# Update on AP/ex suddenly demanding more time with kids



## VermiciousKnid (Nov 14, 2017)

Original post:
https://talkaboutmarriage.com/copin...-strength-tolerate-aps-become-exs-spouse.html

Hopefully I copied that link correctly. Anyway, the wife (our client) graciously agreed to split Christmas day with her ex and his AP/new wife. She would get until 1pm, they would pick up the kids and get until 8pm. When they showed up at about 2pm the ex and his ap/wife had been drinking. Mom said there's no way you two are taking the kids in this state, go home and sleep it off. Ex turns to leave then spins around and punches her square in the face. Knocked her down, jumps on her, and starts strangling her. Yelling "you ruined my life you ****ng *****!" Doing all this in front of their young children and the wife's family including mom, dad, sisters and their husbands. They drag him off and he starts fighting them. His ap/wife jumps out and starts fighting with them too. Police come and arrest the ex and his wife. Late last night I was able to get a PRO in place, which was no small task on Christmas day. Mom is doing fine physically, swollen nose, two black eyes, bruises, and very shaken but a very strong woman. When she called me yesterday evening she said "at least I don't think I'll have to worry about custody issues any more, will I? If so then I'd take 1000 beatings to make sure the kids are safe." I assured her that neither her ex nor his ap/wife would ever be allowed to be in a room unsupervised with the children ever again until they are 18 and can make those decisions themselves.
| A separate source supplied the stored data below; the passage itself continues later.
PR #184, opened 2021-02-19
Fix CSS issues

### LINKED ISSUE #182: CSS Issues
**To Reproduce**
See screen records

**Expected behavior**
In the first video it should stay the same
In the second: I'm not sure if the header is intentional

**Screen records**

https://user-images.githubusercontent.com/24937357/108539933-e549ec80-72e0-11eb-91b9-e8a71db3fc18.mp4

https://user-images.githubusercontent.com/24937357/108539938-e67b1980-72e0-11eb-8eb7-b2e713ad4846.mp4

 - OS: Arch Linux
 - Version: 1.5.2

D3SOX:
fixes #182

### DIFF
--- a/src/components/UI/Header.tsx
+++ b/src/components/UI/Header.tsx
@@ -70,13 +70,14 @@ export default function Header({
             </span>
           </span>
         )}
-        {numberOfGames ? (
+        {numberOfGames !== undefined && numberOfGames > 0 && (
           <span className="totalGamesText">
             {t('Total Games')}: {numberOfGames}
           </span>
-        ) :
+        )}
+        {numberOfGames !== undefined && numberOfGames === 0 && (
           <div className="totalGamesText">{t('nogames')}</div>
-        }
+        )}
         {title && <div className="headerTitle">{title}</div>}
         {handleLayout && (
           <div className="layoutSelection">
--- a/src/App.css
+++ b/src/App.css
@@ -386,6 +386,7 @@
 }
 
 .settingsWrapper {
+  width: 569px;
   display: grid;
   place-self: center;
   place-items: flex-start;


src/components/UI/Header.tsx
```diff
@@ -70,13 +70,14 @@ export default function Header({
...
           </span>
         )}
-        {numberOfGames ? (
+        {numberOfGames !== undefined && numberOfGames > 0 && (
           <span className="totalGamesText">
             {t('Total Games')}: {numberOfGames}
           </span>
-        ) :
+        )}
+        {numberOfGames !== undefined && numberOfGames === 0 && (
```
flavioislima, line 78: I think is best than using the location argument. 👍🏽

D3SOX: Yeah this is also possible and I also think it's better. Changing it.

flavioislima:
The Css issue with the width can be fixed changing the width of the settingsWrapper to 569px.

src/components/UI/Header.tsx
flavioislima: I mean, keep this solution. I think useLocation approach is not good.

D3SOX: I tried it but when adding a `useLocation` and using `location.pathname === "/"` instead of `numberOfGames !== undefined` it kept showing the `numberOfGames` (`0`)
a
and also TypeScript complained that `numberOfGames is possibly 'undefined'`

D3SOX:
The issue that the game title in the `Headers` is hidden after switching to another page in the game settings is still open. I think somehow the `title` prop gets lost

src/components/UI/Header.tsx
flavioislima: Yeah. I tested here and your solution is better. Let me know when it is ready to merge.

flavioislima:
> The issue that the game title in the `Headers` is hidden after switching to another page in the game settings is still open. I think somehow the `title` prop gets lost. Doesn't happen in the `Global Settings` though.

The header was fixed here: https://github.com/flavioislima/HeroicGamesLauncher/pull/183/files#diff-092b2bf0646c9c297e8677b8e0e561921caf0c95bd5de4b80bb1b301168d0296R126

So dont worry about it. I'll merge my changes after you finish yours so we can avoid conflict.

src/components/UI/Header.tsx
D3SOX: The 0 showing probably had something to do with the way I did the inline conditional rending.
This is the first React code base I'm working with and I honestly don't like jsx/tsx. It feels weird coming from Vue where it works [a little different](https://v3.vuejs.org/guide/conditional.html#v-if)

D3SOX:
If you fixed the header this is ready to be merged

flavioislima (approved):
Nice!

Issue #189, opened 2021-02-20
Able to change install path


ianwijma:
**Is your feature request related to a problem? Please describe.**
I have selected the wrong game, and I want a way to change this.

**Describe the solution you'd like**
An menu option to change the install location.

**Describe alternatives you've considered**
none

**Additional context**
This issue is for the PR I'm writing ATM. As i'd love to help out with this project. (if wanted)

flavioislima:
Hi. 

You mean move the game or change only the folder?
Because moving is already implemented but just to change the info about the folder, this is a feature that I want to implement as well. And there is already code for that on the moving game part. So the idea would be just to change the json file and do not move the game.

But I would like to have this on another settings page with other game information and then have the option to change the install path.

flavioislima:
And, of course, I need more people to work on this project and send me PRs because I'm starting to going crazy with so much work. Also would be good to have people to test before releases because is hard to test everything and some bugs happens o my on some distros.

So feel free to send pull requests. I'm planning to have a dev channel on telegram or discord for us to discuss the development.

ianwijma:
So I've selected the wrong game when importing a game. So it doesn't 100% works, but it looks really broken. 

![image](https://user-images.githubusercontent.com/17692119/108599884-de59d180-73e7-11eb-9a83-182e2079a1e3.png)


I'd think I'd love to help out here and there. One think I want to also work on is cleaning up the code and implementing tests where needed. 

I was looking for a discord or some sort of communication platform is check how you'd see the feature implemented. So i'll look out for this :)

I have started working on some form of UI for this. so a PR will be on its way!

flavioislima:
I see. Unfortunately Legendary does not give an error when importing a game from a wrong folder, that would be a good feature request there.

The code that you're looking for is this one:
https://github.com/flavioislima/HeroicGamesLauncher/blob/main/electron/main.ts#L439

If you remove the move command, it will only change the path on the legendary installed.json file.
so it will fix it.

It is a good PR for you to start in my opinion.

I'll create the channel and share it here and with other devs for us to talk better..

flavioislima:
Here: https://discord.gg/J5SYmqb9
@onadrog @D3SOX @wiryfuture guys, I created this discord channel for Heroic, at first for us devs to help each other with the development and also for testing the app before releases. I appreciate if you all could be there :D

onadrog:
@flavioislima Hi, the link doesn't work for me

[...]

PR #201, opened 2021-02-23
Feature change install location

ianwijma:
Fix for #189


ianwijma:
Looks like removing the old fork wasn't the smartest idea. (relatively new to OSS :P) I will make a new PR where I can still make changes after the fact.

Dumb drunk a-hole. Wanted to have more custody and in one stupid drunken act ensured he'll never get 1 minute of custody ever again. As horrible as this seems to be on a Christmas day, it could really turn out to be a Christmas blessing for the family. Now the ex has a laundry list of charges against him (felony aggravated assault & battery, felony domestic violence, misdemeanor assault on her relatives, and felony assault on two police officers) and with all the witnesses and very visible physical harm he inflicted on his children's mother, he's going to do minimum two to five years in prison for this and will have his parental rights permanently terminated. I hope he's visited regularly in his cell by some large burly inmates that take a shine to him.


----------



## syhoybenden (Feb 21, 2013)

Yes, his new room-mate(s) will make a woman of him.


----------



## Bibi1031 (Sep 14, 2015)

Wow. This guy is a nut job. He could have killed his ex-wife. Thank goodness he has a couple of jail years to get off his anger wagon. He totally lost it. Drunken fool!


----------



## Thound (Jan 20, 2013)

Karma. Well really just asinine behaviour


----------



## Bibi1031 (Sep 14, 2015)

Thound said:


> Karma. Well really just asinine behaviour


Sadly, not surprising at all though. 

But this case is extreme. How sad, but it could have been much worse if the local idiot would of murdered the children's mom. 

Instead, the kids will be happy with mom and this fool will hurt for a very long time. 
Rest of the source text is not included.